Design and construction
- Architect: Frank Lloyd Wright

= Walter Rudin House =

House in Madison, Wisconsin

The Walter and Mary Ellen Rudin House is located at 110 Marinette Trail, Madison, Wisconsin, United States. It was designed in 1957 by Frank Lloyd Wright and prefabricated by Marshall Erdman. The house is the first of two examples of the second type (known as Prefab #2) of the Marshall Erdman Prefab Houses. This house and the James McBean Residence have the same floor plan and vary only in minor details such as paint color and siting. Construction was completed in June 1959 and the house was sold to mathematicians Walter and Mary Ellen Rudin from the University of Wisconsin–Madison.

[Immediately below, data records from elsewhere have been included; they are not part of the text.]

PR #336, opened 2017-03-21
libs/utils/energy: Add 'power' kind for default VExpress hwmon config

bjackman:
It seems like some hwmon instances use 'power' instead of 'energy'. It looks like we can just enable both.

I'm not merging this unilaterally because there's a lot of hwmon-related code between LISA and devlib that I don't understand. It would also be fantastic if at least one other person could test this as it seems likely I'm breaking something for somebody.

BTW, at some point we really need to improve the way the hwmon stuff reports errors. This error was reported as a `KeyError` in `HwMon.report`. I spent a little time to try and make it a bit more helpful but there's really a lot of complexity and it seems like this complexity is necessary.

### DIFF
--- a/libs/utils/energy.py
+++ b/libs/utils/energy.py
@@ -195,6 +195,10 @@ class HWMon(EnergyMeter):
         # Reformat data for output generation
         clusters_nrg = {}
         for channel in self._channels:
+            if channel not in nrg:
+                raise RuntimeError('hwmon channel "{}" not available. '
+                                   'Selected channels: {}'.format(
+                                       channel, nrg.keys()))
             label = self._channels[channel]
             nrg_total = nrg[label]['total']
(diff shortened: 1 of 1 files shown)


derkling:
I would not be surprised if that depends on the kernel version in use... I'm pretty sure it used to work in the past using "energy".
Regarding `kinds`, AFAIR you can specify multiple channels and devlib does its best (sloooowly) to figure out which one are available. But, if there should be only one of the two, the code we have should sill work since we index just on `sites`... but I'm not completely sure and yes, that should be tested by more people... perhaps also using an older kernel.

bjackman:
[-1] don't merge

bjackman:
This is not the correct solution. Will separately submit the error message improvement.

The house has a large, square 2-story living room which is lit by a wall of windows. Also on the first floor are the dining area, kitchen, entry hall, utility room, and the master bedroom. A large concrete block fireplace separates the kitchen and living room. A stairway leads to a balcony and three second-story bedrooms. Unusual for a Wright-designed house, it has a full basement.

The house is constructed from concrete block with horizontal board and batten siding. A row of clerestory windows just below the soffit make the chunky flat cantilevered roof "appear to float above the house." A carport attached to one corner of the house completes the design.